Rombes argues that Joey’s explanation of the lyric – a bratty kid wreaking havoc in a playground, a negligent mom doing nothing about it, Joey fantasizing about hitting the kid with a baseball bat — is somehow disappointing because it closes down other interpretive “possibilities.” As if the world needed a deeper symbolic reading of:


Beat on the brat

Beat on the brat

Beat on the brat with a baseball bat…


Of all the songs to treat like a Talmudic text, he chooses the least mysterious lyric in the entire Ramones canon. (Okay, maybe Loudmouth is even less complex, but you get my point). It’s peak overthinking, and it’s not the only time he gets lost in the forest.

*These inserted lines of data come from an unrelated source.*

PR #630, opened 2026-07-15
fix(subscriptions): keep group owner sub on member delete (NPPM-3021)

dkoo:
### All Submissions:

Fixes a data-loss bug: a **member** of a group subscription who deletes their own reader account (self-service **My Account → Delete Account**) would also permanently delete the **group owner's** subscription — cutting off access for the entire group. The owner's subscription was force-deleted (not trashed), leaving orphaned renewal orders.

Root cause: Newspack surfaces a group subscription to its members by filtering `wcs_get_users_subscriptions()`, guarded only by `is_account_page()`. WooCommerce Subscriptions' `delete_user` cascade (`WC_Subscriptions_Manager::trash_users_subscriptions()`) calls that same function and `->delete( true )`s everything it returns. Because self-service deletion runs on the My Account page, the member's group-owner subscription was injected into the cascade and hard-deleted.

This PR:

- **(primary fix)** Removes a departing user from their group memberships on `delete_user` / `wpmu_delete_user` (priority 5, ahead of WCS's cascade), so the cascade only ever deletes subscriptions the user actually owns.
- Hardens the member-injection filter to bail during a user-deletion cascade and to only augment the **current viewer's own** account, so cross-user reads (admin views, contact syncs) see owner-only subscriptions.
- Excludes group subscriptions the user is only a **member** of from the ESP contact-sync subscription metadata and "current product" resolution, so a member's ESP subscription fields reflect only subscriptions they own. Group access continues to sync via the **Content Access Group / Content Access Source** fields. Gifted subscriptions are preserved.

No public API/hook signatures change.

Closes NPPM-3021.

Prerequisites: Access Control feature flag on, v1 My Account active, WooCommerce + WooCommerce Subscriptions active, WC Memberships **not** active.

1. As an admin, create a group subscription owned by **User A** and add **User B** as a member (e.g. via `Group_Subscription::update_members()` or the group-management UI). Confirm User B has group access.
2. Log in as **User B** → **My Account → Edit Account → Delete Account**; complete the email-confirmation flow to delete User B's account.
3. Verify **User A's group subscription still exists** (WooCommerce → Subscriptions) and is unchanged, and that other group members still have access. (Before this fix, User A's subscription would be gone.)
4. Confirm User B's own subscriptions (if any) are still cleaned up when their account is deleted.
5. Delete a group **member** from **wp-admin → Users** — confirm the owner's subscription is likewise unaffected.
6. ESP metadata: for a reader who is only a **member** of a group subscription (owning none of their own), trigger a contact sync and confirm the subscription metadata fields (Subscriber Status, Active Subscription Count, etc.) are empty/zero — the group is reflected via **Content Access Group / Content Access Source**, not the subscription fields.
7. Regression: a group **owner** viewing **My Account → Subscriptions** still sees and can manage their group subscription; a member still sees the group subscription in their account per existing behavior.

Automated: `n test-php` for `newspack-plugin` passes (1678 tests). New regression tests cover the delete cascade, the current-user allowlist, the membership-cleanup ordering, and the ESP-metadata exclusion.

### Other information:

### DIFF
--- a/plugins/newspack-plugin/includes/plugins/woocommerce-subscriptions/group-subscription/class-group-subscription-myaccount.php
+++ b/plugins/newspack-plugin/includes/plugins/woocommerce-subscriptions/group-subscription/class-group-subscription-myaccount.php
@@ -63,6 +63,12 @@ class Group_Subscription_MyAccount {
 		add_action( 'template_redirect', [ __CLASS__, 'redirect_legacy_manage_members' ] );
 		add_filter( 'wcs_get_users_subscriptions', [ __CLASS__, 'inject_member_group_subscriptions' ], 15, 2 );
 		add_filter( 'map_meta_cap', [ __CLASS__, 'grant_group_member_view_order_cap' ], 15, 4 );
+		// Remove a departing user from their group memberships before WooCommerce
+		// Subscriptions' `delete_user` cascade (priority 10) force-deletes their
+		// subscriptions, so the cascade never sees a group owner's subscription as
+		// belonging to the member being deleted. See NPPM-3021.
+		add_action( 'delete_user', [ __CLASS__, 'remove_deleted_user_from_groups' ], 5 );
+		add_action( 'wpmu_delete_user', [ __CLASS__, 'remove_deleted_user_from_groups' ], 5 );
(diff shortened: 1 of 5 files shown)


dkoo:
Fixes a highly destructive bug known to affect production sites, so merging without human review.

A larger issue for me is that the actual discussion of the songs on the album is surprisingly thin. Some of the cultural detours, about punk magazines, art-school aesthetics, U.S. vs. U.K. lineage, etc., are interesting in isolation, but most Ramones fans picking up a 33⅓ volume want stories behind “Blitzkrieg Bop,” or “53rd & 3rd,” or what it felt like to hammer out 14 songs in under 30 minutes. Rombes seems reluctant to puncture the mystique of their debut with too much concrete detail. I respect the impulse, but that’s the actual purpose of the books in this series, so as a reader, I found it frustrating.


Still, the book does a nice job of conveying just how shocking, how different, how important that first album was; the sense that if the Ramones hadn’t existed, someone would have had to invent them. When Rombes stays close to that idea — the band as both parody and purity of American rock — he nails it.